> [Data]
PR #165, opened 2019-01-29
Misc fixes and `west update` with `--keep-descendants` and `--rebase`

mbolivar:
This series is mostly fixes.

The last patch contains a couple of new options for `west update`:

- `--keep-descendants` (or `-k`): if a project has a local branch checked out that is a descendant of the new `manifest-rev`, don't leave my branch behind
- `--rebase` (or `-r`): if a project has a local branch checked out, rebase it onto the new `manifest-rev`

This is a first step towards generalizing this command to support common use cases.

I can split the fixes up into their own PR, but I'm hoping that these options -- since they are opt in and apply only to projects, not the manifest repository -- will be uncontroversial.

### DIFF
--- a/src/west/commands/project.py
+++ b/src/west/commands/project.py
@@ -462,14 +462,11 @@ def _projects(args, listed_must_be_cloned=True, include_west=False,
                     uncloned.append(project.name)
                 break
         else:
-            # The argument is not a project name. See if it is a project
-            # (sub)path.
+            # The argument is not a project name. See if it specifies
+            # an absolute or relative path to a project.
+            proj_arg_norm = normalize(project_arg)
             for project in projects:
-                # The startswith() means we also detect subdirectories of
-                # project repositories. Giving a plain file in the repo will
-                # work here too, but that probably doesn't hurt.
-                if normalize(project_arg).startswith(
-                        normalize(project.abspath)):
+                if proj_arg_norm == normalize(project.abspath):
                     res.append(project)
                     break
             else:
--- a/src/west/commands/project.py
+++ b/src/west/commands/project.py
@@ -15,7 +15,7 @@ import textwrap
 from west.config import config
 from west import log
 from west import util
-from west.commands import WestCommand
+from west.commands import WestCommand, CommandError
 from west.manifest import Manifest, MalformedManifest, MANIFEST_PROJECT_INDEX
 from urllib.parse import urlparse
 import posixpath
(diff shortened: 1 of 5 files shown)


src/west/commands/project.py
```diff
@@ -212,38 +212,142 @@ def __init__(self):
...
             Updates all projects according to the manifest file, `west.yml`,
             in the manifest repository.
-            All projects will be checked out in detached HEAD and the local
-            manifest-rev branch will be reset hard to same HEAD.
 
-            Any local branches will not be altered by this command.
+            By default:
 
-            This command will not touch the manifest repository.
+            1. West itself is updated to the newest revision in the manifest
```
tejlmand: maybe: `to the revision in the manifest file. If revision is a branch, west will update to the tip of the branch`

cause, the revision in the manifest may not be newest revision in the west repo.

src/west/commands/project.py
```diff
@@ -212,38 +212,142 @@ def __init__(self):
...
+            file.
+
+            2. The local per-project manifest-rev branches tracked by
+            west will be hard reset to the updated commits fetched
+            from each project's remote.
```
tejlmand: Should it be mentioned the the branch `manifest-rev` is a west maintained branch, and that no work should be done on this branch ?

src/west/commands/project.py
```diff
@@ -212,38 +212,142 @@ def __init__(self):
...
+
+            3. All projects will have detached HEADs checked out at
+            the new manifest-rev commits.
+
+            4. Any locally checked out project branches will be left
+            behind, unaltered. When this happens, this command
```
tejlmand: I know `git` talks about leaving commits behind, when they are not on a branch, cause they will be garbage collected at some point, and thus being lost.

But I haven't heard anyone talking about, leaving a branch behind.
The branch will stay there, until deleted.

src/west/commands/project.py
```diff
@@ -212,38 +212,142 @@ def __init__(self):
...
+            # the new HEAD (e.g. if this is a topic branch the
+            # user is working on and the remote hasn't changed),
+            # print a message that makes it easy to get back,
+            # no matter where in the installation os.getcwd() is.
+            _wrn(project,
+                 ('left behind {{name}} branch "{}"; '
+                  'to fast forward back, use: git -C {} checkout {}').
+                 format(branch, relpath, branch))
+            log.dbg('(To do this automatically in the future,',
+                    'use "west update --keep-descendants".)')
```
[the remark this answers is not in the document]
tejlmand: So question is, if we should describe that 'rebase' is also an option in this case ?

src/west/commands/project.py
mbolivar: Great suggestion

src/west/commands/project.py
mbolivar: That's what I am trying to say with "per-project manifest-rev branches tracked by west".

Would it be more clear if this said "per-project manifest-rev branches, which are managed exclusively by west"?

src/west/commands/project.py
mbolivar: How about combinining 3. and 4. into:

```
3. All projects will have detached HEADs checked out at
the new manifest-rev commits. Locally checked out branches
are unaffected but will no longer checked out by default.
West will print information on how to get back to those branches
or update them to the new manifest-rev versions.

You can avoid 1. using --no-update. You can (sometimes)
avoid 3. using --keep-descendants and/or --rebase.
See below for more information.
```

src/west/commands/project.py
```diff
@@ -212,38 +212,142 @@ def __init__(self):
...
                 _inf(project,
-                     '{name} has been updated and is in detached HEAD.')
-                _inf(project,
-                     'To checkout and rebase \'{}\' onto \'{}\', run:'
-                     .format(branch, sha))
-                _inf(project,
-                     '`git rebase {} {}`'.format(sha, branch))
+                     'Left branch "{}", a descendant of {}, checked out'.
+                     format(branch, sha))
+            elif try_rebase:
```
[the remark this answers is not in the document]
mbolivar: Good catch. My view is that we should change `_rebase()` to actually rebase. This "never mind" behavior could be enabled with a new kwarg like `unless_descendant`, which defaults to False:

```
def _rebase(project, **kwargs):
    # Rebases the project against the manifest-rev branch
    #
    # Any kwargs are passed on to the underlying _git() call for the
    # rebase operation. A CompletedProcess instance is returned for
    # the git rebase.
    if kwargs.get('unless_descendant', False) and \
           _up_to_date_with(project, _MANIFEST_REV_BRANCH):
        _inf(project,
             '{name_and_path} is up-to-date with {manifest_rev_branch}')
    else:
        _inf(project, 'Rebasing {name_and_path} to {manifest_rev_branch}')
        return _git(project, 'rebase {qual_manifest_rev_branch}', **kwargs)
```

Your view?

src/west/commands/project.py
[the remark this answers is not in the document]
mbolivar: So in that case, why can't the user just `west update --rebase the-project-i-want-to-rebase; west update --keep-descendants --rebase` to rebase exactly what they want to rebase, and just keep descendants (or rebase) the rest?

src/west/commands/project.py
```diff
@@ -548,16 +652,18 @@ def _fetch(project):
...
+    # Any kwargs are passed on to the underlying _git() call for the
+    # rebase operation. A CompletedProcess instance is returned for
+    # the git rebase.
     if _up_to_date_with(project, _MANIFEST_REV_BRANCH):
         _inf(project,
              '{name_and_path} is up-to-date with {manifest_rev_branch}')
     else:
         _inf(project, 'Rebasing {name_and_path} to {manifest_rev_branch}')
-        _git(project, 'rebase {qual_manifest_rev_branch}')
-
```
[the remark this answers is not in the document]
mbolivar: Hm, I'll put it back, thanks

src/west/commands/project.py
```diff
@@ -548,16 +652,18 @@ def _fetch(project):
...
 
-def _rebase(project):
+def _rebase(project, **kwargs):
     # Rebases the project against the manifest-rev branch
-
+    #
+    # Any kwargs are passed on to the underlying _git() call for the
+    # rebase operation. A CompletedProcess instance is returned for
+    # the git rebase.
     if _up_to_date_with(project, _MANIFEST_REV_BRANCH):
```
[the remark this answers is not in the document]
mbolivar: I agree with you and have provided an alternative implementation in another comment -- how do you like that?

src/west/commands/project.py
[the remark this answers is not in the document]
tejlmand: I believe we can simply remove this part:
```
  if kwargs.get('unless_descendant', False) and \
           _up_to_date_with(project, _MANIFEST_REV_BRANCH):
        _inf(project,
             '{name_and_path} is up-to-date with {manifest_rev_branch}')
    else:
```
cause if user wants this behavior, he can specify `west update -k -r` where `-k` will take precedence over `-r` and then we have the behavior suggested with this code.

src/west/commands/project.py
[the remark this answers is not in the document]
tejlmand: He can.
My point was more a question of whether we should suggest him to do `--keep-descendants` as current log message do, or if we should present him with both options, i.e.:
Option 1: `--keep-descendants`
Option 2: `--rebase`

src/west/commands/project.py
tejlmand: I think that highlights better that it's not to be checked out by user.

src/west/commands/project.py
tejlmand: yep.
Minor comments:
> `at the new manifest-rev commits`

suggestion, remove `new`

> but will no longer checked out by default.

should be `but will no longer be checked out by default.`

src/west/commands/project.py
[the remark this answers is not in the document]
tejlmand: I believe, this line (currently 284):
` if args.keep_descendants and is_ancestor:`

removes the need for testing `_up_to_date_with` in `_rebase` method.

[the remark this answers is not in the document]
mbolivar: > I believe we can simply remove this part:

I was worried about other callers of this routine being broken if they expected the old behavior, but now I see there are none. I'll do as you say; I agree with your idea.

src/west/commands/project.py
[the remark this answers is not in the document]
mbolivar: In general I find that many users are scared of rebasing so this is a "friendliness" thing: "don't worry, you can keep your branches totally unchanged with -k" is the output when that is possible. Only if the user needs to rebase will they be given a suggestion to do so.

If both situations apply to different projects in the same `west update` call and the verbosity permits it, they will see both messages.

src/west/commands/project.py
mbolivar: Done, thanks

src/west/commands/project.py
mbolivar: done

src/west/commands/project.py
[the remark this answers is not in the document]
mbolivar: done

src/west/commands/project.py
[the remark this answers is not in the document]
mbolivar: done

mbolivar:
@tejlmand I've responded to your comments and update the PR. Giving the newest version some testing here; just wanted to get it up as soon as possible.

src/west/commands/project.py
carlescufi: Is this done? I still see: `1. West itself is updated to the newest revision in the manifest file.`

mbolivar: botched force push, now fixed

src/west/commands/project.py
```diff
@@ -212,38 +212,141 @@ def __init__(self):
...
-        return _add_parser(parser_adder, self, _no_update_arg,
+        return _add_parser(parser_adder, self,
+                           _no_update_arg,
+                           _arg('-k', '--keep-descendants',
+                                action='store_true',
+                                help=_wrap('''
+                                If a local branch is checked out and is a
+                                descendant commit of the new manifest-rev,
+                                then keep that descendant branch checked out
+                                instead of detaching HEAD. This takes priority
```
carlescufi: Should we specify here also `and if the manifest revision is a SHA`. Since otherwise it will check out a branch. And what happens if you use `-k` and the manifest rev is a branch?

src/west/commands/project.py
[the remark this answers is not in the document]
tejlmand: perfect :+1:

src/west/commands/project.py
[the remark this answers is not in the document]
tejlmand: point taken.
Keep as is :)

src/west/commands/project.py
tejlmand: :+1:

src/west/commands/project.py
tejlmand: :+1:

src/west/commands/project.py
tejlmand: nope, even if revision is a branch, it will still chackout as detached HEAD

mbolivar: > And what happens if you use -k and the manifest rev is a branch?

It will still compare their relationships in the graph:

```
$ git log --oneline --decorate --graph tmp2~..tmp1
* 3e8fc3c0c1 (tmp1) modem: wncm14a2a: Convert to new DT_<COMPAT>_<INSTANCE> defines
* fe8edc2884 (tmp2) display: ssd1306: Convert to new DT_<COMPAT>_<INSTANCE> defines
$ git merge-base --is-ancestor tmp2 tmp1; echo $?
0
$ git merge-base --is-ancestor tmp1 tmp2; echo $?
1
```

carlescufi: >nope, even if revision is a branch, it will still chackout as detached HEAD

Oh right, I guess I wasn't clear about that one then. Thanks for clarifying

carlescufi: >It will still compare their relationships in the graph:

Right, so it will simply use the 2 `HEAD`s of each branch as commits to run `merge-base` on

mbolivar:
> Discussed offline and I agree with the current behavior, with the provision of additional documentation

OK, sounds good. I'm going to write that documentation as a separate PR now, but will merge this first since we are OK with it.

Thanks for the reviews!

mbolivar:
> Looking good now.
> Great work

Thanks!

PR #170, opened 2019-01-29
bootstrap: Removed second fetch and allow for SHA

tejlmand:
This is a follow up PR to pr/162.

Main update is to remove the second `fetch`
Fetching the normal ref-space in first fetch also allows to checkout tags while still keep a reference to the tag name.
This means that when specifying a tag, users will now see, as example:
```
HEAD detached at v0.3.0
```
instead of:
```
HEAD detached at FETCH_HEAD
```

It also allows users to specify a SHA as revision.

edit: Also added `-C <dest>` as the change dir in pr/162 actually broke the directory arg.

### DIFF
--- a/src/west/_bootstrap/main.py
+++ b/src/west/_bootstrap/main.py
@@ -91,32 +91,49 @@ def west_topdir(start=None):
         cur_dir = parent_dir
 
 
+def _is_sha(s):
+    try:
+        int(s, 16)
+    except ValueError:
+        return False
+
+    return len(s) == 40
+
+
 def clone(desc, url, rev, dest, exist_ok=False):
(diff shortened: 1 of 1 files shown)


tejlmand:
> Looks good to me. Should we cut west 0.5.1?

Maybe wait for the `--zephyr-base` fix, in case that also requires an updated bootstrapper.
Thoughts ?

mbolivar:
> Maybe wait for the `--zephyr-base` fix, in case that also requires an updated bootstrapper.
> Thoughts ?
> 
> Of course this can be merged regardless of when we do `0.5.1`

Agreed on both fronts.

PR #174, opened 2019-01-29
[RFC] commands: update: be quieter about normal things

mbolivar:
Requested by @nashif.

Make the _fetch() git output quieter under ordinary circumstances by
capturing stdout and passing --quiet options to git when running 'west
update', and don't check out or print any information when HEAD is
already up to date with the newly fetched manifest-rev.

The new output looks like this even when run multiple times:

```
    $ west update
    === Fetching changes for net-tools (net-tools/)
    === Checking out revision '30b7efa827b04d2e47840716b0372737fe7d6c92' as detached HEAD in net-tools (net-tools/)
    HEAD is now at 30b7efa net-setup: zeth-vlan.conf: Add IP addresses to zeth
    $ west update
    === Fetching changes for net-tools (net-tools/)
    $
```

Projects are now only checked out when they need to change, and some
information that normally goes to stderr reporting progress is
suppressed.

### DIFF
--- a/src/west/commands/project.py
+++ b/src/west/commands/project.py
@@ -618,12 +618,20 @@ def _all_projects():
         log.die(m.args[0])
 
 
-def _fetch(project):
+def _fetch(project, quiet=False):
     # Fetches upstream changes for 'project' and updates the 'manifest-rev'
     # branch to point to the revision specified in the manifest. If the
     # project's repository does not already exist, it is created first.
+    #
+    # The "quiet" kwarg reduces the verbosity of this fetch so that
+    # normal git output is reduced to log.dbg() levels using the
+    # _git_helper capture_stdout kwarg. Exceptional output (such as
+    # having to clone the repository) is never so silenced regardless
+    # of the quiet kwarg's value.
 
     if not _cloned(project):
+        # Don't use _msg or capture_stdout here -- this is an
+        # exceptional circumstance.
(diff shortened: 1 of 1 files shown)


mbolivar:
Just an RFC for the idea. I think the effect of this should be undone if the user says `west -v update`, which this code doesn't provide.

carlescufi:
Hey @mbolivar this looks like a good idea to me. The output is currently too verbose, which makes it hard to actually figure out what is happening. I tested this on our own repo as well, and the output is much more reasonable than before.
+1 for completing this.

@tejlmand thoughts?

mbolivar:
> Hey @mbolivar this looks like a good idea to me. The output is currently too verbose, which makes it hard to actually figure out what is happening. I tested this on our own repo as well, and the output is much more reasonable than before.

I meant to get you the before / after output on this but didn't finish (I had to rebase, then I noticed some issues with my original proposal and started to modify my approach, then I ran out of time); sorry about that. Thanks for the review and feedback

mbolivar:
Rebased. 

Mainline before this patch:

mainline-before

Mainline after this patch:

mainline-after

The Foundries.io downstream before this patch (better example):

foundries-before

And our downstream after this patch:

foundries-after

mbolivar:
I'm going to close this. I think the latest west looks good here:

westupdate

Issue #173, opened 2019-01-29
First 'west update' fails, second succeeds


mbolivar:
This affects 'west update' and 'west selfupdate' equally, of course.

Steps to reproduce:

```
$ cd $(west list -f="{abspath}" west)
$ git fetch upstream
$ git checkout upstream/master~3
$ west selfupdate
=== Updated west (.west/west/) to master (from https://github.com/zephyrproject-rtos/west).
/home/mbolivar/.local/share/virtualenvs/west/bin/python3: can't open file 'selfupdate': [Errno 2] No such file or directory
$ west selfupdate
```

The second one succeeds.

tejlmand:
Observation: when using `--reset-west` the selfupdate works on first try.
```
$ west selfupdate --reset-west
=== Fetching and resetting west (.west/west/) to 'master'
From https://github.com/zephyrproject-rtos/west
 * branch            master     -> FETCH_HEAD
```

mbolivar:
@tejlmand should we close this, or keep it open until we get one more upstream west commit merged so we can test it starting from c5323934df286aaa2e3d400dba417b838bfa9d19?

tejlmand:
You already closed it :p 
Think it's fine to close, cause you can still test it, by checking out an older revision, and then apply this fix manually without committing, and then run `west selfupdate`

mbolivar:
Sorry, stupid combo buttons ;). OK, let's keep this closed, thanks.

PR #176, opened 2019-01-30
selfupdate: Fix for west selfupdate mechanism

tejlmand:
Fixes: #173

This commit adds sys.argv[0] when restarting west after an update.

### DIFF
--- a/src/west/main.py
+++ b/src/west/main.py
@@ -503,7 +503,7 @@ def main(argv=None):
     except WestUpdated:
         # West has been automatically updated. Restart ourselves to run the
         # latest version, with the same arguments that we were given.
-        os.execv(sys.executable, [sys.executable] + argv)
+        os.execv(sys.executable, [sys.executable] + [sys.argv[0]] + argv)
     except KeyboardInterrupt:
         sys.exit(0)
     except CalledProcessError as cpe:


src/west/main.py
```diff
@@ -503,7 +503,7 @@ def main(argv=None):
     except WestUpdated:
         # West has been automatically updated. Restart ourselves to run the
         # latest version, with the same arguments that we were given.
-        os.execv(sys.executable, [sys.executable] + argv)
+        os.execv(sys.executable, [sys.executable] + [sys.argv[0]] + argv)
```
carlescufi: why not use `sys.argv` directly?

tejlmand: I think it has to do with wrapped commands, where main() could have been called with a set of argv != sys.argv.
Line 494:495 show that argv = sys.argv if when main(argv == None)

An example where argv != sys.argv is in post-init, where the wrapped command will has different parameters than the origonal west command.

And I didn't wanted to change that.
However, we still need sys.argv[0] in order to be able to reinvoke west.

carlescufi: Oh I see  yes, I didn't realize that `argv` could be different from `sys.argv[1:]`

> [How to complete this task]
Where does the word "HEADs" appear in the records above? Return every line that holds it.

> [Answer space]
+            3. All projects will have detached HEADs checked out at
3. All projects will have detached HEADs checked out at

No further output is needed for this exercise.